◆ Instructions for the task
Retype, exactly as they appear below, the lines between the line holding "scraper modelled on" and the line holding "src.messaging import emit_raw_new_for_manifest", both ends included.
=== Data in this exercise ===
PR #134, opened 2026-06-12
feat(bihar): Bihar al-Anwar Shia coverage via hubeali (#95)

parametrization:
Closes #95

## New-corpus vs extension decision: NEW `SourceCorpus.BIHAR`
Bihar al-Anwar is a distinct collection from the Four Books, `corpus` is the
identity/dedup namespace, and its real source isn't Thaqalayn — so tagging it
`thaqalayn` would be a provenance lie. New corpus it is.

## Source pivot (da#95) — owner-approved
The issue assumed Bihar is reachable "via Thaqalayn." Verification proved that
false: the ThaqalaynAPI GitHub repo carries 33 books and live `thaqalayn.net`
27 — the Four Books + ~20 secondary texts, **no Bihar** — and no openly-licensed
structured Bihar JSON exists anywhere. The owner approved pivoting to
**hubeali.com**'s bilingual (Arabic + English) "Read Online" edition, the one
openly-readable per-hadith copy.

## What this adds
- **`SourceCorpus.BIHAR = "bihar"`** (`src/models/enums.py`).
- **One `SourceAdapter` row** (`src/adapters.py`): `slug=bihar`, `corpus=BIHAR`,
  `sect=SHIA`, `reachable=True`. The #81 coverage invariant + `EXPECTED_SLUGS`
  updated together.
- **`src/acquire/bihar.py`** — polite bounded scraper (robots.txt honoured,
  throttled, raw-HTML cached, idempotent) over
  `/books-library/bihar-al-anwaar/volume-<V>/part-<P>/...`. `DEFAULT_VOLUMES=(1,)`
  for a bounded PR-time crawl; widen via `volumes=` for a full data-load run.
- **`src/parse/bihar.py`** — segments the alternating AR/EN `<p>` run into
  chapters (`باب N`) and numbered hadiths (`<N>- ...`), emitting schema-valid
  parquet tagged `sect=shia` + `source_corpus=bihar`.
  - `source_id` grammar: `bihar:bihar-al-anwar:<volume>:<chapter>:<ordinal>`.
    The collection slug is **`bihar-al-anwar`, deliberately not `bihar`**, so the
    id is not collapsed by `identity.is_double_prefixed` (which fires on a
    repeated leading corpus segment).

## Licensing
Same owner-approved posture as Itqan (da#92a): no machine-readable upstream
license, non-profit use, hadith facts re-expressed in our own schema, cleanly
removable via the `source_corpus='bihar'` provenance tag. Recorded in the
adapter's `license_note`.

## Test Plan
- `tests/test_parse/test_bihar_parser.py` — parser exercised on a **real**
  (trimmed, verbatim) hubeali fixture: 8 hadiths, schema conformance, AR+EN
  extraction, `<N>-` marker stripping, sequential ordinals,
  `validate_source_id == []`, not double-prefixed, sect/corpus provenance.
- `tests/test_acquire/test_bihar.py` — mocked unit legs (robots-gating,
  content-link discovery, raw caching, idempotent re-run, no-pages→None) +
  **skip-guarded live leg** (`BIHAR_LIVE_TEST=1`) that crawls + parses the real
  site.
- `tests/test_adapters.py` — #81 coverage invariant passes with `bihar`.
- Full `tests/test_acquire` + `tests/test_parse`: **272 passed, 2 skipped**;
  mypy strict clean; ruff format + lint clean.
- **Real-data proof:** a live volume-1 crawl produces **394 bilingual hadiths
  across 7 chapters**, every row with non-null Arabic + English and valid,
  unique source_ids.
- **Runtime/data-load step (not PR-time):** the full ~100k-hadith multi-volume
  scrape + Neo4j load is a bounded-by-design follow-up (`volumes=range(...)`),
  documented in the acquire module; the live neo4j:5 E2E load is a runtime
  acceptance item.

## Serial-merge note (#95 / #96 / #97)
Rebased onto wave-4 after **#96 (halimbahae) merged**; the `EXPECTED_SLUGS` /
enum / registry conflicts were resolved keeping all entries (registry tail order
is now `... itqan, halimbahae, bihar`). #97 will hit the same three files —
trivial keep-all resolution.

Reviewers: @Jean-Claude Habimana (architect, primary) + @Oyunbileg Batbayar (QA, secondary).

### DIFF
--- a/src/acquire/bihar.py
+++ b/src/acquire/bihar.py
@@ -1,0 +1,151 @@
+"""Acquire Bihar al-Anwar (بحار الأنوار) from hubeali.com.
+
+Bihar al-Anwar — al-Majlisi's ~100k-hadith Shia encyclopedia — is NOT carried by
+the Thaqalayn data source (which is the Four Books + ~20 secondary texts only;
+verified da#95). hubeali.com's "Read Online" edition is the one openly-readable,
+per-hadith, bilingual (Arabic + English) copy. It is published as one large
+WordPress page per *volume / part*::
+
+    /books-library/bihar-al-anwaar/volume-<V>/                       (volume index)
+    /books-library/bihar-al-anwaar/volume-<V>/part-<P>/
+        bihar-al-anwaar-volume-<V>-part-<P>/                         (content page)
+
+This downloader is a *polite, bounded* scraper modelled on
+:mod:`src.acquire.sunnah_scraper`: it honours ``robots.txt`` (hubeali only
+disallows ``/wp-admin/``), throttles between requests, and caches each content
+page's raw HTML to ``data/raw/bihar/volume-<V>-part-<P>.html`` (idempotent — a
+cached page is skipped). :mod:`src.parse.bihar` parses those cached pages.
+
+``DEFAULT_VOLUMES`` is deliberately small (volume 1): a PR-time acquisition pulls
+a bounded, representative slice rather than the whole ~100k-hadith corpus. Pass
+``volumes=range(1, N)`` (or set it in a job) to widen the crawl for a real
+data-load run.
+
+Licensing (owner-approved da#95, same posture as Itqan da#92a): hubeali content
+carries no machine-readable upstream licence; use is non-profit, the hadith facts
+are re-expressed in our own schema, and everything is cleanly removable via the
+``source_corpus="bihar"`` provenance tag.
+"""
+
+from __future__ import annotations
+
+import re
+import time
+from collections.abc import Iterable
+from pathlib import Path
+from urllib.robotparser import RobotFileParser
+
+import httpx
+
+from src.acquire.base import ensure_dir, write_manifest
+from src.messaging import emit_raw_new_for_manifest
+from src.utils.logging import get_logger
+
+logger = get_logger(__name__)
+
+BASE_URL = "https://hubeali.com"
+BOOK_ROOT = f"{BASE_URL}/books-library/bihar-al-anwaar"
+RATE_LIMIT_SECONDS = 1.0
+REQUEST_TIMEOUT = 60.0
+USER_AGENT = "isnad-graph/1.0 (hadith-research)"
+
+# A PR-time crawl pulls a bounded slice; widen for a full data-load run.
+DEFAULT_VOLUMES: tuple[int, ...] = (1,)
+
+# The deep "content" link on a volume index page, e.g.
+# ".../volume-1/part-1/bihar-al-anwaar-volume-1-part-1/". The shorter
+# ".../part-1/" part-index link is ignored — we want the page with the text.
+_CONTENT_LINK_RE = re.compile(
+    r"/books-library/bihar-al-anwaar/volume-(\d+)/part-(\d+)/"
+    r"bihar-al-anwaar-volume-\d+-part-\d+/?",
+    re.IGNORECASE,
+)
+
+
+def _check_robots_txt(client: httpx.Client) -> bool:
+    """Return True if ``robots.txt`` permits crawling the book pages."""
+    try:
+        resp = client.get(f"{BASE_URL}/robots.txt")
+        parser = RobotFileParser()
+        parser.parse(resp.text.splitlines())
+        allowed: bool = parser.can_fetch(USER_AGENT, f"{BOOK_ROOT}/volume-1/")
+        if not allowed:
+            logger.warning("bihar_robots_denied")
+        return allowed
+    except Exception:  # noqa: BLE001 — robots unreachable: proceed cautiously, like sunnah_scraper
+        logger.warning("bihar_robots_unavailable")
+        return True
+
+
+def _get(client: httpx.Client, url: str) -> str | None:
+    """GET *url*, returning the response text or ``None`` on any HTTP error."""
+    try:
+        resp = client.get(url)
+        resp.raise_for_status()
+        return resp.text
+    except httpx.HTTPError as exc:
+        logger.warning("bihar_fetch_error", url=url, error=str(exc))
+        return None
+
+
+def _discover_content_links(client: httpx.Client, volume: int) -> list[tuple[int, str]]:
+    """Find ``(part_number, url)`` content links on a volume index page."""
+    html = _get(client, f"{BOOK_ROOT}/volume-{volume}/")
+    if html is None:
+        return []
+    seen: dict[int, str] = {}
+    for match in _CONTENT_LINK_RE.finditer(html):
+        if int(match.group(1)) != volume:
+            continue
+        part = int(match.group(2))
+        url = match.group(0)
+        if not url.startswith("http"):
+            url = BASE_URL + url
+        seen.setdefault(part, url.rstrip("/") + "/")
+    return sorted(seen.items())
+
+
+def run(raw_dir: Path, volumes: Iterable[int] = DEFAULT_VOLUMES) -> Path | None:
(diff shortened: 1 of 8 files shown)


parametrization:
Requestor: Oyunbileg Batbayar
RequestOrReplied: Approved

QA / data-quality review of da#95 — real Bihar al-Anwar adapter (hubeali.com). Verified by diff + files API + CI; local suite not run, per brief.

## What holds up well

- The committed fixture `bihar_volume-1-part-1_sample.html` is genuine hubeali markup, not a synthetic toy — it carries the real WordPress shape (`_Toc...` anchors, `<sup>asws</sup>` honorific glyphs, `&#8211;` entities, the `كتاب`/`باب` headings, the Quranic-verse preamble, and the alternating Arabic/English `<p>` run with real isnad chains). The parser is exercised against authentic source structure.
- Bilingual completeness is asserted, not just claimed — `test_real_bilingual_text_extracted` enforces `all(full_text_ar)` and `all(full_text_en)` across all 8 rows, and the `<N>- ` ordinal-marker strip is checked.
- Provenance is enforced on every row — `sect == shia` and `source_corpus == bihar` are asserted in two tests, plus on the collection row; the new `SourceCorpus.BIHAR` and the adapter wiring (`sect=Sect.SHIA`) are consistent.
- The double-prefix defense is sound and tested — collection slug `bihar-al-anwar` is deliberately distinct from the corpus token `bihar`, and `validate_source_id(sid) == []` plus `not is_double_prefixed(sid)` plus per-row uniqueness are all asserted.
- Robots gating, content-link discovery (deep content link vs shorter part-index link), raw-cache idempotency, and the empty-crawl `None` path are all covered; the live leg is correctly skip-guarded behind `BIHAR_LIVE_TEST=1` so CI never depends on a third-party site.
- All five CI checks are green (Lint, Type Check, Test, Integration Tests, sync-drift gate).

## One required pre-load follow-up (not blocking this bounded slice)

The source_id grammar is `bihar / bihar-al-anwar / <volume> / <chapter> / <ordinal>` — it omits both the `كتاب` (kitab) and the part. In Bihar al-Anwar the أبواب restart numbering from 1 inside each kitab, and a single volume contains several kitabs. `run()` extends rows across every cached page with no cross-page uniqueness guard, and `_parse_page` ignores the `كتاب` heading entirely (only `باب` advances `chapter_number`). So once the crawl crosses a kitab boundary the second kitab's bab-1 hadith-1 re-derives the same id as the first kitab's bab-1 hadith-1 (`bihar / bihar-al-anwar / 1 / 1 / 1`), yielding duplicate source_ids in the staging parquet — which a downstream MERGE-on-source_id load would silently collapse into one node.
===
◆ Solution for this task
+This downloader is a *polite, bounded* scraper modelled on
+:mod:`src.acquire.sunnah_scraper`: it honours ``robots.txt`` (hubeali only
+disallows ``/wp-admin/``), throttles between requests, and caches each content
+page's raw HTML to ``data/raw/bihar/volume-<V>-part-<P>.html`` (idempotent — a
+cached page is skipped). :mod:`src.parse.bihar` parses those cached pages.
+
+``DEFAULT_VOLUMES`` is deliberately small (volume 1): a PR-time acquisition pulls
+a bounded, representative slice rather than the whole ~100k-hadith corpus. Pass
+``volumes=range(1, N)`` (or set it in a job) to widen the crawl for a real
+data-load run.
+
+Licensing (owner-approved da#95, same posture as Itqan da#92a): hubeali content
+carries no machine-readable upstream licence; use is non-profit, the hadith facts
+are re-expressed in our own schema, and everything is cleanly removable via the
+``source_corpus="bihar"`` provenance tag.
+"""
+
+from __future__ import annotations
+
+import re
+import time
+from collections.abc import Iterable
+from pathlib import Path
+from urllib.robotparser import RobotFileParser
+
+import httpx
+
+from src.acquire.base import ensure_dir, write_manifest
+from src.messaging import emit_raw_new_for_manifest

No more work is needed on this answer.